Exercise instructions: Go through the records and filter out every line lacking the word "plot"; copy the lines that remain.

Supplied material:
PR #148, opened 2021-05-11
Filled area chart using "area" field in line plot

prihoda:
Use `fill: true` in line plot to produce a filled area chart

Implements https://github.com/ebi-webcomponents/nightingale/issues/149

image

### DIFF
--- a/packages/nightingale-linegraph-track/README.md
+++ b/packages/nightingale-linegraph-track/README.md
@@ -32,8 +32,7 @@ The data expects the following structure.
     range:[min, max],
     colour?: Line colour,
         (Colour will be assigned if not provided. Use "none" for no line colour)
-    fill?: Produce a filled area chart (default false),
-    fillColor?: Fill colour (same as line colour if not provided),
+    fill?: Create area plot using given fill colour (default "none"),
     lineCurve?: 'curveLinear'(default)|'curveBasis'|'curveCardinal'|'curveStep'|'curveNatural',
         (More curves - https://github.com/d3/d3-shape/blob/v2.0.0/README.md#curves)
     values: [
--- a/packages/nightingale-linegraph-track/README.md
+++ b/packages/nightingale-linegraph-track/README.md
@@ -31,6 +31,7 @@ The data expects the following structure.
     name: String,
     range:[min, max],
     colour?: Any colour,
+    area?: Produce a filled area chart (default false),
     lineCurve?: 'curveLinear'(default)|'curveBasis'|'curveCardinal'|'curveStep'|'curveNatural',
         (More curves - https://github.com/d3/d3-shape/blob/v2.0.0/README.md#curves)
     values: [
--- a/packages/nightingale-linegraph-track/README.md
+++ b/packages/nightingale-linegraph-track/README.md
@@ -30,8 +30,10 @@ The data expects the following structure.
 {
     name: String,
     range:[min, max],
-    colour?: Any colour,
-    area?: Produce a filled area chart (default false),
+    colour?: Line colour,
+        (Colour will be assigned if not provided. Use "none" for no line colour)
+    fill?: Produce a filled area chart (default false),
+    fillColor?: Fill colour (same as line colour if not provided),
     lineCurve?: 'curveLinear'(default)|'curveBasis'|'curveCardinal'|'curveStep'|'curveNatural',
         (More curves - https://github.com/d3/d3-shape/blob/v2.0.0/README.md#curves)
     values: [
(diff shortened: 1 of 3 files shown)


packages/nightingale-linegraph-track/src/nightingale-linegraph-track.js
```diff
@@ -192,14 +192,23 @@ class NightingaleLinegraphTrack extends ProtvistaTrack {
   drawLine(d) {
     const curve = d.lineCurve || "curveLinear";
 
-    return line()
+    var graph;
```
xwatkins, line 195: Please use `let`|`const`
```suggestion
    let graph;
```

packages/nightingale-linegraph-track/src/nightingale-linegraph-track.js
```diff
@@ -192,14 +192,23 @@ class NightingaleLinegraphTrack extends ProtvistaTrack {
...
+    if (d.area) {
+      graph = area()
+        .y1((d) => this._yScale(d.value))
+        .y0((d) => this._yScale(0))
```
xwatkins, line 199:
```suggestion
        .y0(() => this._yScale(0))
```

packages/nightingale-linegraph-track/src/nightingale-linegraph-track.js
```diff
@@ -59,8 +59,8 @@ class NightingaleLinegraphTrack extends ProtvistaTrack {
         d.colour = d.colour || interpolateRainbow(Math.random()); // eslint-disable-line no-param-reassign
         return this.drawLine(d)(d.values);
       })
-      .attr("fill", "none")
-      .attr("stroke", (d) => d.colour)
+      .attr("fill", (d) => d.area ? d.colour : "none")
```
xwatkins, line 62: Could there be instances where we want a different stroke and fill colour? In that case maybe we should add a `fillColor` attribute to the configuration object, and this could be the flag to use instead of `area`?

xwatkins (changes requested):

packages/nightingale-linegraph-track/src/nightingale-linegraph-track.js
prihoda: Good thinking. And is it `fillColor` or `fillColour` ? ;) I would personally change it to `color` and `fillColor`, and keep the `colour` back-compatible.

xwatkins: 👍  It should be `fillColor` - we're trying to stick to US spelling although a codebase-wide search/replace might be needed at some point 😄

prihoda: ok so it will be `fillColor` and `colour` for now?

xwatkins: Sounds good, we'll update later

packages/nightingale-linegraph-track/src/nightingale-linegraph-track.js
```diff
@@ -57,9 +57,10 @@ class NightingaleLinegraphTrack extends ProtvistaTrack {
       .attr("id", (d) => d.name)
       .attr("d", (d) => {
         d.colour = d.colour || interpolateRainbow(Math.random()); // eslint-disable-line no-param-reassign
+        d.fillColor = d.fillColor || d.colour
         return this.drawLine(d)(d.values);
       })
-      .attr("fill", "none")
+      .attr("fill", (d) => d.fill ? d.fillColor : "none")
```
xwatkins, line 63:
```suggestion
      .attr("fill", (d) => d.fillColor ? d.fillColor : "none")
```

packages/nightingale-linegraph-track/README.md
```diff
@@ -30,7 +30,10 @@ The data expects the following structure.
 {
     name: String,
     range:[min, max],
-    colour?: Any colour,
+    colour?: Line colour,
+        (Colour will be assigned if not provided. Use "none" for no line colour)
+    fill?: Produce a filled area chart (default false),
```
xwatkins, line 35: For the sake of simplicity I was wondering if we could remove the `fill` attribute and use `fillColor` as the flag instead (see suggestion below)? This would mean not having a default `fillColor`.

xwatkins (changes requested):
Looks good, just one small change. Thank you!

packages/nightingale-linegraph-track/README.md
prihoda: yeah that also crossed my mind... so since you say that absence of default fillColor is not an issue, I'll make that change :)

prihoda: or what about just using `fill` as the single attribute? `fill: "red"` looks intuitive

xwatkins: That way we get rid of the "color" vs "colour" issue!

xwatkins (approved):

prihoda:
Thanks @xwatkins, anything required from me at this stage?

Finished exercise:
Filled area chart using "area" field in line plot
Use `fill: true` in line plot to produce a filled area chart
+    fill?: Create area plot using given fill colour (default "none"),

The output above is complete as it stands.